# EXERCISE GOAL
The answer must be one number: how many lines of the records contain "otherwise".

# Dataset entries
((

PR #2936, opened 2026-02-09
fix(canvas): re-render nodes on undo and redo

### LINKED ISSUE #2492: When nodes inside of choice container visualization is not perfectly ordered
### Describe the Bug

When adding a new when node inside of a choice. it appends after otherwise.

1. Add choice node in the route
2. try to add when node to the choice

### Screenshots or Videos

Image

### Platform

- OS: Linux
- Browser:  Chrome

shivamG640:
Fixes #2492, specially when undo or redo operation is performed.

https://github.com/user-attachments/assets/ed0d1c9f-f17f-4380-9e1b-5d54ad06027d

### DIFF
--- a/packages/ui/src/hooks/undo-redo.hook.test.ts
+++ b/packages/ui/src/hooks/undo-redo.hook.test.ts
@@ -4,6 +4,14 @@ import { useSourceCodeStore } from '../store';
 import { EventNotifier } from '../utils';
 import { useUndoRedo } from './undo-redo.hook';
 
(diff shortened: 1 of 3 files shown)


igarashitm (approved):

lordrip (approved):
@shivamG640 it looks like this is a recurring issue for the canvas. Would it make sense to create a hook that returns the `controller` and a `reset` function so we don't need to write this portion in multiple places?

PR #2943, opened 2026-02-10
feat(Canvas): Allowing to create routes from direct component

### LINKED ISSUE #909: Offer "Create a new Route" from the `Direct` form

In relation to #908, when the user is inspecting the `Direct` configuration form, we could offer the user to refer to existing routes from the same file or to create a new Route from scratch.

Ideally, when a new route is created, we should populate the route with a `Direct` consumer, so we can start adding more steps.

This could be done in a similar manner as we do for Beans.

lhein:
### Changes

Creating new routes from the `direct` component in the Canvas or to selecting existing direct endpoints from a dropdown

fixes #909

### DIFF
--- a/packages/ui/src/components/Visualization/Canvas/Form/fields/custom-fields-factory.test.ts
+++ b/packages/ui/src/components/Visualization/Canvas/Form/fields/custom-fields-factory.test.ts
@@ -1,11 +1,31 @@
+import catalogLibrary from '@kaoto/camel-catalog/index.json';
+import { CatalogLibrary } from '@kaoto/camel-catalog/types';
 import { EnumField } from '@kaoto/forms';
 
+import { ICamelComponentDefinition } from '../../../../../models/camel-components-catalog';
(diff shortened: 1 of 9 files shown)


packages/ui/src/components/Visualization/Canvas/Form/fields/custom-fields-factory.test.ts
```diff
@@ -24,6 +44,25 @@ describe('customFieldsFactoryfactory', () => {
     expect(result).toBe(UnprefixedBeanField);
   });
 
+  it('returns DirectEndpointNameField for direct component name schema from camel catalog', () => {
+    const directNameSchema = componentCatalogMap.direct.propertiesSchema?.properties?.name;
+
+    expect(directNameSchema).toBeDefined();
+
+    const result = customFieldsFactoryfactory(directNameSchema ?? {});
```
igarashitm, line 52: Do we want to capitalize the 2nd "factory"?
```suggestion
    const result = customFieldsFactoryFactory(directNameSchema ?? {});
```

Issue #2359, opened 2025-07-10
Show indicator on the Field if it's required or optional


igarashitm:
### Please describe the feature that you want to propose

`minOccurs=0` means it's optional, required otherwise. We should show some indicator on either `required` (say red asterisk) or `optional` (say question mark).

PVinaches:
Adding a second PR to fix two SonarQubeCloud issues

PVinaches:
Reopening due to a change in the strategy: instead of marking the required ones, it is needed to mark the other options:
- optional items
- optional items that are repeated 0 or more times 
- optional items that are repeated 1 or more times

PR #2944, opened 2026-02-10
feat(datamapper): field indicators icons added

PVinaches:
Added new icons and new field indicators for optional and repeatable (minOccurs >= 0 || minOccurs >= 1)

image

Deleted field indicators for required.

fix: #2359


igarashitm:
Do we want to show `Opt` and `0+` on the same field (PIDLoop)? I think `0+` itself indicates it's optional.

PVinaches:
> Do we want to show `Opt` and `0+` on the same field (PIDLoop)? I think `0+` itself indicates it's optional.

You're right! Fixing this and pushing. Thanks!

lordrip (approved):
Good work 👏 , I like the svgs #cheff-kiss

PR #3490, opened 2026-07-15
mithril: implemented bob mode catalog

shivamG640:
## Summary by CodeRabbit

* **New Features**
  * Added support for Bob tools and components in Custom Mode catalogs.
  * Custom Mode now supports selecting a Bob runtime catalog through settings.
  * Bob catalog entries display as selectable tiles with titles, descriptions, versions, and icons.
  * Custom Mode forms now load schemas for Bob tools and components.
  * Added Bob catalog support for runtime loading and catalog switching.

* **Bug Fixes**
  * Improved schema loading errors when no catalog is available for the current document type.

### DIFF
--- a/packages/ui/src/components/Icons/RuntimeIcon.tsx
+++ b/packages/ui/src/components/Icons/RuntimeIcon.tsx
@@ -34,6 +34,14 @@ export const getRuntimeIcon = (runtimeOrName: string = '') => {
     );
   }
 
+  if (normalized.includes('bob')) {
+    return (
+      <Icon className="runtime-icon">
+        <img src={camelLogo} alt="Bob logo" />
+      </Icon>
+    );
+  }
+
   if (normalized.includes('quarkus')) {
     return (
       <Icon className="runtime-icon">
--- a/packages/ui/src/dynamic-catalog/providers/bob-components.provider.ts
+++ b/packages/ui/src/dynamic-catalog/providers/bob-components.provider.ts
@@ -1,0 +1,24 @@
+import { IBobComponentDefinition } from '../../models';
+import { ICatalogProvider } from '../models';
+
+abstract class BaseBobProvider<T = unknown> implements ICatalogProvider<T> {
+  abstract id: string;
+
+  constructor(private readonly entities: Record<string, T> = {}) {}
+
+  async fetch(key: string): Promise<T | undefined> {
+    return this.entities[key];
+  }
+
+  async fetchAll(): Promise<Record<string, T>> {
+    return this.entities;
+  }
+}
+
+export class BobToolsProvider extends BaseBobProvider<IBobComponentDefinition> {
+  readonly id = 'bob-tools-provider';
+}
+
+export class BobComponentsProvider extends BaseBobProvider<IBobComponentDefinition> {
+  readonly id = 'bob-components-provider';
+}
--- a/packages/ui/src/models/bob/bob-catalog-index.ts
+++ b/packages/ui/src/models/bob/bob-catalog-index.ts
@@ -1,0 +1,23 @@
+import { CatalogDefinition, CatalogDefinitionEntry } from '@kaoto/camel-catalog/types';
+
+/**
+ * Key under which the Bob root Custom Mode schema (`custom-mode-yaml`) is declared in the
+ * Bob catalog index `schemas` section.
+ */
+export const BOB_CUSTOM_MODE_SCHEMA_KEY = 'custom-mode-yaml';
+
+/**
+ * Name under which the Bob root Custom Mode schema is registered in the catalog
+ * (`CatalogKind.Entity`), mirroring how Citrus exposes `TestConfiguration`.
+ */
+export const BOB_CUSTOM_MODE_ROOT_ENTITY_NAME = 'CustomModeConfiguration';
+
+/**
+ * Bob catalog index interface that extends the base CatalogDefinition.
+ */
+export interface BobCatalogIndex extends Omit<CatalogDefinition, 'catalogs'> {
+  catalogs: {
+    tools: CatalogDefinitionEntry;
+    components: CatalogDefinitionEntry;
+  };
+}
--- a/packages/ui/src/models/bob/bob-catalog.ts
+++ b/packages/ui/src/models/bob/bob-catalog.ts
@@ -1,0 +1,21 @@
+import { CatalogKind } from '../catalog-kind';
+import { KaotoSchemaDefinition } from '../kaoto-schema';
+
+/**
+ * Interface representing a Bob catalog entry (tool or instruction component).
+ */
+export interface IBobComponentDefinition {
+  kind: CatalogKind.BobTool | CatalogKind.BobComponent;
+
+  version?: string;
+
+  name: string;
+
+  group?: string;
+
+  title?: string;
+
+  description?: string;
+
+  propertiesSchema?: KaotoSchemaDefinition['schema'];
+}
--- a/packages/ui/src/models/catalog-kind.ts
+++ b/packages/ui/src/models/catalog-kind.ts
@@ -45,8 +45,9 @@ export const enum CatalogKind {
   /** Citrus test validation matcher catalog, f.i. @isNumber()@, @isEmpty()@, @matches()@ */
   TestValidationMatcher = 'testValidationMatcher',
 
-  /** Bob LLM tool catalog, used by the Custom Mode editor canvas.
-   *  Tiles with this type are registered by the Bob catalog in Epic 6.
-   *  This is a bridge value — not a Camel runtime equivalent. */
-  BobNodes = 'BobNodes',
+  /** Bob LLM tool catalog, f.i. read_file, run_terminal_cmd */
+  BobTool = 'bobTool',
+
+  /** Bob instruction component catalog, f.i. section, conditional block */
+  BobComponent = 'bobComponent',
 }
--- a/packages/ui/src/models/visualization/flows/camel-catalog.service.ts
+++ b/packages/ui/src/models/visualization/flows/camel-catalog.service.ts
@@ -1,5 +1,6 @@
 import { KaotoFunction } from '@kaoto/camel-catalog/catalog-index.d.ts';
 
+import { IBobComponentDefinition } from '../../bob/bob-catalog';
 import { ComponentsCatalog, ComponentsCatalogTypes } from '../../camel/camel-catalog-index';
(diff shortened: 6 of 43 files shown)


packages/ui/src/components/Icons/RuntimeIcon.tsx
```diff
@@ -34,6 +34,14 @@ export const getRuntimeIcon = (runtimeOrName: string = '') => {
     );
   }
 
+  if (normalized.includes('bob')) {
+    return (
+      <Icon className="runtime-icon">
+        <img src={camelLogo} alt="Bob logo" />
```
PVinaches, line 40: We will need to update this one to Bob, but let's do that in the next PR

packages/ui/src/models/bob/bob-catalog.ts
```diff
@@ -0,0 +1,21 @@
+import { CatalogKind } from '../catalog-kind';
+import { KaotoSchemaDefinition } from '../kaoto-schema';
+
+/**
+ * Interface representing a Bob catalog entry (tool or instruction component).
+ */
+export interface IBobComponentDefinition {
+  kind: CatalogKind.BobTool | CatalogKind.BobComponent;
+
+  version?: string;
```
PVinaches, line 10: I am not sure all this fields should be optional. Do you have a case when they can't be compulsory right now?

packages/ui/src/dynamic-catalog/providers/bob-components.provider.ts
```diff
@@ -0,0 +1,24 @@
+import { IBobComponentDefinition } from '../../models';
```
PVinaches, line 1: why don't we have also here the "kind" : "bobMode" registered?

packages/ui/src/models/visualization/flows/nodes/resolvers/icon-resolver/getIconRequest.ts
```diff
@@ -32,6 +32,11 @@ export async function getIconRequest(
       iconName = name;
       alt = altProps ?? `Test ${catalogKind.substring('test'.length)} icon`;
       break;
+    case CatalogKind.BobTool:
```
PVinaches, line 35: I'm missing why the BobMode is not included here. Besides, could we simplify a bit the logic ? I'm foreseeing a sonarqube issue (like the one below) once the BobMode kind is added here

packages/ui/src/models/visualization/flows/support/custom-mode-schema.service.ts
```diff
@@ -1,60 +1,68 @@
 import { JSONSchema4 } from 'json-schema';
 
-/** Provides JSON schemas for CustomMode canvas nodes. No catalog dependency. */
+import { BOB_CUSTOM_MODE_ROOT_ENTITY_NAME } from '../../../bob/bob-catalog-index';
+import { CatalogKind } from '../../../catalog-kind';
+import { CamelCatalogService } from '../camel-catalog.service';
+
+const FALLBACK_ROOT_SCHEMA: JSONSchema4 = {
```
PVinaches: I am not sure we should define the schema here. I haven't seen that in the other catalogs. If we delete this, is it not picking up from catalog?

packages/ui/src/models/visualization/flows/support/custom-mode-schema.service.ts
```diff
@@ -1,60 +1,68 @@
...
-          // TODO: tuple-groups epic — tuple form [name, {fileRegex}] not yet supported
-          items: {
-            type: 'string',
-            enum: ['read', 'edit', 'command', 'mcp', 'subagent', 'skill', 'execute', 'todo'],
-          },
-        },
-      },
-      required: ['slug', 'name'],
-    };
+    const fromCatalog = CamelCatalogService.getComponent(CatalogKind.Entity, BOB_CUSTOM_MODE_ROOT_ENTITY_NAME)
```
PVinaches: I am understanding that Bob catalog is defined using the dynamic catalog, then why old static catalog is called here instead of the dynamic one? I think that might be why we need the fallback here?

packages/ui/src/models/visualization/flows/camel-catalog.service.ts
```diff
@@ -58,6 +59,11 @@ export class CamelCatalogService {
     catalogKey: CatalogKind.TestValidationMatcher,
     componentName?: string,
   ): ICitrusComponentDefinition | undefined;
+  static getComponent(catalogKey: CatalogKind.BobTool, componentName?: string): IBobComponentDefinition | undefined;
```
PVinaches, line 62: I am assuming this is needed here because getNodeSchema isn't migrated yet, right?

packages/ui/src/models/catalog-kind.ts
```diff
@@ -45,8 +45,9 @@ export const enum CatalogKind {
   /** Citrus test validation matcher catalog, f.i. @isNumber()@, @isEmpty()@, @matches()@ */
   TestValidationMatcher = 'testValidationMatcher',
 
-  /** Bob LLM tool catalog, used by the Custom Mode editor canvas.
-   *  Tiles with this type are registered by the Bob catalog in Epic 6.
-   *  This is a bridge value — not a Camel runtime equivalent. */
-  BobNodes = 'BobNodes',
+  /** Bob LLM tool catalog, f.i. read_file, run_terminal_cmd */
```
PVinaches, line 48: again, I am missing BobMode kind here :(

packages/ui/src/stubs/test-load-catalog.test.ts
```diff
@@ -1,28 +0,0 @@
-import catalogLibraryJson from '@kaoto/camel-catalog/index.json';
```
PVinaches, line 1: why delete this file?

PVinaches (commented):
I added a couple of questions that I couldn't understand. In general it's a very nice work. Thanks!

packages/ui/src/models/bob/bob-catalog.ts
shivamG640: Making those fields optional/mandatory depends on the structure of JSON schema files. Since our json schema files are manually created and can miss some of those fields, better to mark them as optional for now, IMO.

packages/ui/src/dynamic-catalog/providers/bob-components.provider.ts
shivamG640: If you see the citrus code, we are not having a `CatalogKind` for citrus root container. Bob modes catalog is inspired from how the citrus code is designed so we just have bob tools and components.

packages/ui/src/models/visualization/flows/support/custom-mode-schema.service.ts
shivamG640: Since I asked bob to reference citrus code and citrus code reference sync CamelCatalogService for fetching catalogs. but you are right, that we support both bob catalog loading from both synch and dynamic catalog.

packages/ui/src/models/visualization/flows/camel-catalog.service.ts
shivamG640: This can be taken care later, I believe. What do you Think?

packages/ui/src/models/bob/bob-catalog.ts
PVinaches: ok, let's leave it like that for now and we make a note to update this in the future

packages/ui/src/dynamic-catalog/providers/bob-components.provider.ts
PVinaches: ok, thanks for explaining!

packages/ui/src/models/catalog-kind.ts
shivamG640: I don't think, we need `BobMode` anymore since we are loading the root container how citrus loads.

packages/ui/src/models/visualization/flows/nodes/resolvers/icon-resolver/getIconRequest.ts
PVinaches: answered previously by Shivam

packages/ui/src/models/catalog-kind.ts
PVinaches: answered previously by Shivam

packages/ui/src/models/visualization/flows/camel-catalog.service.ts
PVinaches: yes, agreed

packages/ui/src/models/bob/bob-catalog-index.ts
```diff
@@ -0,0 +1,24 @@
...
+ * Name under which the Bob root Custom Mode schema is registered in the catalog
+ * (`CatalogKind.Entity`), mirroring how Citrus exposes `TestConfiguration`.
+ */
+export const BOB_CUSTOM_MODE_ROOT_ENTITY_NAME = 'CustomModeConfiguration';
+
+/**
+ * Bob catalog index interface that extends the base CatalogDefinition.
+ */
+export interface BobCatalogIndex extends Omit<CatalogDefinition, 'catalogs'> {
+  runtime: 'Bob';
```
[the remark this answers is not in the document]
PVinaches: I think this is not there anymore, I am marking it resolved

packages/ui/src/models/visualization/flows/support/custom-mode-schema.service.ts
PVinaches: ok, just please check that this has nothing to do with the need of having a fallback schema. I don't think we should incorporate the fallback as that will mean that we have an issue with the current catalog

packages/ui/src/models/visualization/flows/support/custom-mode-schema.service.ts
shivamG640: Deleted

packages/ui/src/models/visualization/flows/support/custom-mode-schema.service.ts
shivamG640: Fallback schema deleted. This is just calling sync apis for loading the catalog.

packages/ui/src/stubs/test-load-catalog.test.ts
shivamG640: Restored. Thanks for pointing out this!

PVinaches (approved):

))

# ANSWER FOR THIS EXERCISE
2